# Severus



## Mirandaaa (Aug 16, 2012)

I decided my new baby needs a place for all his photos! 

He is a 1 1/2 year old Algerian Grey Pinto with a Split Face. He was adopted on 8/18/2012


----------



## Tabi (Jun 24, 2012)

He's such a cute little guy!


----------



## Mirandaaa (Aug 16, 2012)

Chillin <3








Exploring


----------



## moxieberry (Nov 30, 2011)

Such a handsome boy! I love it when people adopt adult hedgies (or dogs/cats/whatever).

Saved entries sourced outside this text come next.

PR #149, opened 2021-06-04
docker_image: allow to tag images by name, improve docs

### LINKED ISSUE #147: Support re-tagging docker image
##### SUMMARY

I need to retag an image, or to issue this command, basically: `docker image tag $source $destination`. No way to do it with `community.docker.docker_image` AFAICS.

The purpose is to roll back to an older image after a failed deployment.

##### ISSUE TYPE
- The `source` argument doesn't allow specifying a different image as source.
- A new `local_source` may help.

##### COMPONENT NAME

docker_image

##### ADDITIONAL INFORMATION

```yaml
- name: re-tag old image
  community.docker.docker_image:
    source: local
    local_source: "{{ old_image }}"
    force_tag: yes
    name: deployed/image/name:tag
```

felixfontein:
##### SUMMARY
Fixes #147.

Also adds explicit tests which tag a docker image by ID.

##### ISSUE TYPE
- Docs Pull Request
- Feature Pull Request

##### COMPONENT NAME
docker_image

### DIFF
--- a/plugins/modules/docker_image.py
+++ b/plugins/modules/docker_image.py
@@ -624,7 +624,7 @@ class ImageManager(DockerBaseClass):
 
         if not image or self.force_tag:
             image_name = name
-            if not is_image_name_id(name) and tag and re.search(tag, name):
+            if not is_image_name_id(name) and tag and not re.search(tag, name):
                 image_name = "%s:%s" % (name, tag)
             self.log("tagging %s to %s:%s" % (image_name, repo, repo_tag))
             self.results['changed'] = True
--- a/plugins/modules/docker_image.py
+++ b/plugins/modules/docker_image.py
@@ -590,8 +590,8 @@ class ImageManager(DockerBaseClass):
                             changed = True
                     self.results['changed'] = changed
                 except Exception as exc:
-                    if re.search('unauthorized', str(exc)):
-                        if re.search('authentication required', str(exc)):
+                    if 'unauthorized' in str(exc):
+                        if 'authentication required' in str(exc):
                             self.fail("Error pushing image %s/%s:%s - %s. Try logging into %s first." %
                                       (registry, repo_name, tag, to_native(exc), registry))
                         else:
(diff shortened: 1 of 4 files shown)


plugins/modules/docker_image.py
```diff
@@ -179,8 +180,10 @@
     default: no
   repository:
     description:
-      - Full path to a repository. Use with state C(present) to tag the image into the repository. Expects
-        format I(repository:tag). If no tag is provided, will use the value of the C(tag) parameter or I(latest).
+      - Use with state C(present) to tag the image.
+      - Expects format C(repository:tag). If no tag is provided, will use the value of the I(tag) parameter or C(latest).
+      - If I(push=true), I(repository) must either include a registry, or will be assumed to belong to the default
```
aminvakil, line 185: I may misunderstood what you have meant by including a registry though.
```suggestion
      - If I(push=true), I(repository) must either be a registry, or will be assumed to belong to the default
```

felixfontein: A registry is "your.registry.com:5000", a name including a registry is "your.registry.com:5000/repo/image". I mean the latter here.

aminvakil: Ah, sure, thanks for clarification.

felixfontein:
Ok, this is no longer a docs PR, but a feature + docs PR. It allows to tag images by ID, which didn't work before because it tried to add `:tag` to the image ID... (Since we didn't document before that it should work, it's a feature and not a bugfix.)

felixfontein:
ready_for_review

plugins/modules/docker_image.py
```diff
@@ -620,16 +623,16 @@ def tag_image(self, name, tag, repository, push=False):
...
+            self.log("tagging %s to %s:%s" % (image_name, repo, repo_tag))
             self.results['changed'] = True
-            self.results['actions'].append("Tagged image %s:%s to %s:%s" % (name, tag, repo, repo_tag))
+            self.results['actions'].append("Tagged image %s to %s:%s" % (image_name, repo, repo_tag))
             if not self.check_mode:
                 try:
                     # Finding the image does not always work, especially running a localhost registry. In those
                     # cases, if we don't set force=True, it errors.
-                    image_name = name
-                    if tag and not re.search(tag, name):
```
briantist, line 631: couldn't leave this comment on a line not included in the PR it seems, but unless I missed any, you've removed all the regex uses, so should be able to remove `import re` I think?

briantist (approved):
looks good to me, only small thing is that it looks like you can get rid of the `re` import now.

plugins/modules/docker_image.py
felixfontein: Thanks, fixed in dc8550dcb511a3faeebecda40b33a036e5d3f08b.

felixfontein:
@aminvakil @briantist thanks a lot for reviewing!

They always have a harder time finding homes, but they have so much love to give!


----------



## Kira (Aug 4, 2012)

He's so precious!!!


----------



## AngelaH (Jul 24, 2012)

What an adorable hedgie!


----------



## Kelsey the hedgehog (Jun 15, 2012)

i think you found yourself a keeper! he is so cute!


----------



## Mirandaaa (Aug 16, 2012)

He is a real Grump, but I know he will learn to love me eventually :lol:


----------



## Mirandaaa (Aug 16, 2012)

Today was a lovely 81 Degrees Outside, so Severus and I made an exploration outside 
Enjoy!


----------



## ashjac18 (May 18, 2012)

You adopted him on my Birthday!
And he's kind of like Allen hes has a black spot on his head and Allen has a white spot, They has similar pinto marks :33


----------



## sublunary (Jan 21, 2012)

He is too cute. I love split faces.

Great pictures too, he looks like he has a lot of personality.


----------